(Saved data entries)
Issue #11152, opened 2026-08-02
runtime_dispatcher_call setup: 15 journals zeroed on system re-entry still unproven (post-#11147 residual)


pirapira:
## Context

Parent cause-1 for `selfdestruct_to_precompile` bv44 is **#11147**: `evm_selfdestruct_destroyed_count` (and overflow) are wiped at every `runtime_dispatcher_call` entry, including system re-entry after the user body (`stage_system_call` → mode=1). That pair is proven MUST-SURVIVE because `nonstorage_effect_aggregate` destroyed-norm runs after `block_verdict_deferred_system_requests`.

The same setup (`emitRuntimeDispatcherCallableSetup`, `Dispatch.lean` ~2950-2976) zeros **sixteen** journals on every callable entry. #11147 will fix **only** the proven pair. This issue owns the other fifteen.

## Question (checkable)

For each of the fifteen cells below: does any consumer read it **after** a system re-entry `runtime_dispatcher_call` within the same block, using a value that the **user** body wrote?

Positive answer → MUST-SURVIVE (file fix, preferably one cell or tight cluster per PR).
Negative answer requires exhaustive consumer census + timeline, not "I didn't find a reader".

## The fifteen (still zeroed on system re-entry after #11147 lands)

| # | symbol | notes from partial census |
|---|---|---|
| 1 | `evm_refund_acc` | settle may already consume before deferred system — reason, not proof |
| 2 | `evm_selfdestruct_staged` | |
| 3 | `evm_selfdestruct_seen_count` | |
| 4 | `evm_selfdestruct_seen_overflow` | |
| 5 | `cd_destroyed_empty_hits` | |
| 6 | `create_nonce_table_count` | |
| 7 | `create_nonce_table_overflow` | |
| 8 | `create_nonce_undo_count` | |
| 9 | `account_state_pending_count` | |
| 10 | `account_state_created_count` | |
| 11 | `account_state_delete_count` | |
| 12 | `account_state_overflow` | |
| 13 | `evm_log_data_used` | snapshot-before-next-dispatch is a design claim |
| 14 | `evm_log_data_overflow` | same |
| 15 | (pair slots / related if any left) | treat overflow pairs with their counts |

Conditional `exec_code_effect_*` (kept when `code_state_mtx_active`) is out of scope unless that gate is wrong for system re-entry.

## Method

1. Enumerate every reader of each cell in emitted guest asm.
[...]

PR #11153, opened 2026-08-02
fix(dispatch): preserve destroyed_count across system re-entry

### LINKED ISSUE #11147: runtime_dispatcher_call setup zeroes evm_selfdestruct_destroyed_count across system_call re-entry

pirapira:
## Summary

Fixes #11147 (cause 1 under #11115 bv44): `emitRuntimeDispatcherCallableSetup` was zeroing `evm_selfdestruct_destroyed_count`/`overflow` on **every** `runtime_dispatcher_call` entry, including system re-entry after the user body (`stage_system_call` sets `system_call_mode=1` then jals the callable). Aggregate destroyed-table norm then never saw CREATE+SD victims → residual nonstorage rows vs BAL empty → bv_fail=44.

**Narrow cut (coord):** preserve **only** `destroyed_count` + `destroyed_overflow` when `system_call_mode ≠ 0`. The other 15 journals still zero every entry. Residual journal classification stays on #11152. Standalone setup path (true new dispatch) unchanged.

```lean
-- Dispatch.lean emitRuntimeDispatcherCallableSetup
la t0, system_call_mode; ld t0, 0(t0)
bnez t0, .Lrtdc_destroyed_kept
sd zero, destroyed_count
sd zero, destroyed_overflow
.Lrtdc_destroyed_kept:
```

## Spec / mechanism

- Spec keeps created-in-tx destroy marks through finalize so BAL nonstorage aggregate can drop CREATE+SD child components.
- Guest: set at `h_SELFDESTRUCT`; was cleared at `runtime_dispatcher_call` setup (`pc≈0x8003600c`) with `ra=stage_system_call` before deferred system txs (#11114 seam).
- SPIKE 00002 cid `915e96f535cfbf3a`: post-fix **`destroyed_count=1` at `nonstorage_effect_aggregate` and `bal_all_accounts_nonstorage_consistent`** (was 0 after system wipe).

Sibling #11149 (cause 2 seed skip mode=1) is separate and already on main. This PR is cause 1 alone.

### 1. Family forward flip — main WITH #11149 as baseline

Control structure: baseline already contains cause-2 so this PR is attributed cleanly.

```
--filter selfdestruct_to_precompile_state_access_boundary --limit 40
```

| leg | commit | guest sha256 | run | result |
|---|---|---|---|---|
| main (#11149 only) | `da972a109` | `8cff12fe6630d8b1…b28748d8` | `run-20260802T024259Z-195624` | **32 full / 8 fail** all bv44 |
| fix (#11149+#11147) | `0d4833e04` | `4db0f3365f93c327…5d0c6158` | `run-20260802T024147Z-191465` | **40/40 full** |

**32/40 → 40/40.** All eight residual rows close. Two independent causes under one bv_fail=44; each necessary, neither sufficient. Family only went green when both landed.

### 2. destroyed_count survives to the comparator

SPIKE 00002 (cid `915e96f535cfbf3a`): after user body + system re-entry, `destroyed_count=1` at both `nonstorage_effect_aggregate` (`0x80044bdc`) and `bal_all_accounts_nonstorage_consistent` (`0x8002c958`). Pre-fix was 0 after the wipe.

### 3. System-call exercise (SPIKE_WATCH `system_call_mode@0xbd097510`)

On fix guest, all 200 limit200 inputs:

- **183/200 (91.5%)** write mode 0→1 at least once (sum 732 mode1 writes, avg 4.0/row — multi system-call staging exercised)
- **17/200 none** (complement): early floor/OOG reject before system staging (`calldata_floor`, `intrinsic_gas_floor_boundary*`, one `set_delegation_oog_charge_point`) — same class as #11149's 19/200

### 4. Null reverse on properly exercised population

| leg | commit | guest sha256 | run | full/fail |
|---|---|---|---|---|
| main | origin/main `2f973a160` | `1898b1c9ed2607c0…01da9e95` | `run-20260802T021548Z-41419` | **176/24** |
| fix | `e699cd674` | `7c1117d837623099…ad889fe8` | `run-20260802T021654Z-48390` | **176/24** |

`eest-ab-compare.py`: FA 0→0, FR 24→24, **label-set EQUAL**, **output-byte differences 0** on 194 joined, reverse flips **0**.

Reverse risk inverted vs #11149 (preserve counter, not remove publish): null reverse under 183 multi-system enters is the anti-stale-count check. No reverse on multi-tx/multi-system rows in this pop.

## Layout

textSizeBytes `0x063e34 → 0x063e44` (+16B gate); after merge main + regen fixpoint → **`0x063e48`**. GuestAddrs + symbol-addresses.tsv regen. `check-region-map` clean.

## Out of scope

- #11152 residual 15 journals (parked, not absorbed)
- #11148/#11149 cause 2 (merged separately)
- #11115 closes once both causes are on main
- No 7702/delegation
- No merge! from author

## Test plan

- [x] family selfdestruct_to_precompile limit40: main+#11149 32/8 → fix 40/40
- [x] limit200 A/B vs main → byte-identical, reverse 0
- [x] SPIKE_WATCH system_call_mode exercise 183/200 (17-row complement)
- [x] SPIKE destroyed_count=1 at aggregate/comparator on 00002


pirapira:
## Family forward flip (requested before label)

Main **with #11149 already merged** (`da972a109`) vs fix (cause1 + #11149):

| leg | guest sha256 | run | family limit40 |
|---|---|---|---|
| main (#11149 only) | `8cff12fe6630d8b1…b28748d8` | `run-20260802T024259Z-195624` | **32 full / 8 fail** all bv44 |
| fix (#11149+#11147) | `4db0f3365f93c327…5d0c6158` | `run-20260802T024147Z-191465` | **40/40 full** |

**OUTCOME 1:** family improves. Both causes independent; decomposition vindicated. #11149 alone leaves the 8 residual (destroyed_count wipe); cause1 closes them.

Also merged origin/main into PR + layout regen fixpoint (`textSizeBytes` → `0x063e48`, check-region-map clean) so CONFLICTING should clear after CI. No merge! from author.

pirapira:
Labelled — build green.

**This PR completes a two-part decomposition, and the family result is the proof it was real.**

| `selfdestruct_to_precompile` family | result |
|---|---|
| main **with #11149 already merged** (`8cff12fe`) | 32 full / 8 fail, all `bv_fail=44` |
| with #11147 on top (`4db0f336`) | **40 / 40 full** |

All eight residual rows close. Baselining against main *with #11149 in it* — rather than pre-#11149 main — is what isolates this fix cleanly; any other baseline would have conflated the two causes.

**Why that matters more than the row count.** Hours earlier this family sat at 32/40 behind a single `bv_fail=44`. The cheap move was one broad fix and a claim on the family. Instead the author decoded per entry, separated **two causes with different mechanisms** — a wrong-base read (`srpc_env_base` applied to `bv_runtime_payload`, which is why the "corrupt" 485029388215221 was really the sender gas debit) and a counter wiped at system re-entry — filed them as #11148 and #11147, and shipped them as two PRs. The family went green **only when both landed**, which is exactly what the decomposition predicted and what a combined patch could never have demonstrated. Two independent causes, each necessary, neither sufficient.

**Mechanism observed directly**: `destroyed_count = 1` at the comparator after system re-entry, where it was previously 0. That is the thing the fix exists to change, not an inference from a verdict bit.

**Reverse-risk properly powered for an inverted profile.** #11149 *removed* a publish, so its danger was a missing record. This one *preserves* a counter that was being cleared, so the danger is a stale value surviving into a context that should start clean — visible on multi-system-call and multi-tx rows. `SPIKE_WATCH` on `system_call_mode`: **183/200 rows enter mode 1** (732 writes, ~4.0 per row, so multi-call staging is genuinely exercised), with the 17-row complement explained as early floor/OOG before system staging. Reverse flips **0** across that population.

**Scope held narrow against the evidence.** The clobber census found **16 journals** zeroed on every call including system re-entry. Only `destroyed_count` + overflow were *proven* must-survive, so only those two are preserved here; the other fifteen still zero exactly as before. Twelve were explicitly marked **unproven rather than OK-to-wipe**, and the residual is filed as **#11152** with its own closing condition rather than absorbed as a rider. A narrow fix that leaves a real problem visible beats a broad one that hides it — "don't zero on system re-entry" would have been one condition covering sixteen cells on evidence for two.

Layout regenerated to fixpoint after merging main (`textSizeBytes` `0x063e34` → `0x063e44`), not hand-set. #11115 stays open until both causes are on main.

— Task directions —
Of the entries above, repeat exactly the lines from the line with "- Spec keeps" through the line with "Sibling #11149 (cause", both of them included.

— Answer section —
- Spec keeps created-in-tx destroy marks through finalize so BAL nonstorage aggregate can drop CREATE+SD child components.
- Guest: set at `h_SELFDESTRUCT`; was cleared at `runtime_dispatcher_call` setup (`pc≈0x8003600c`) with `ra=stage_system_call` before deferred system txs (#11114 seam).
- SPIKE 00002 cid `915e96f535cfbf3a`: post-fix **`destroyed_count=1` at `nonstorage_effect_aggregate` and `bal_all_accounts_nonstorage_consistent`** (was 0 after system wipe).

Sibling #11149 (cause 2 seed skip mode=1) is separate and already on main. This PR is cause 1 alone.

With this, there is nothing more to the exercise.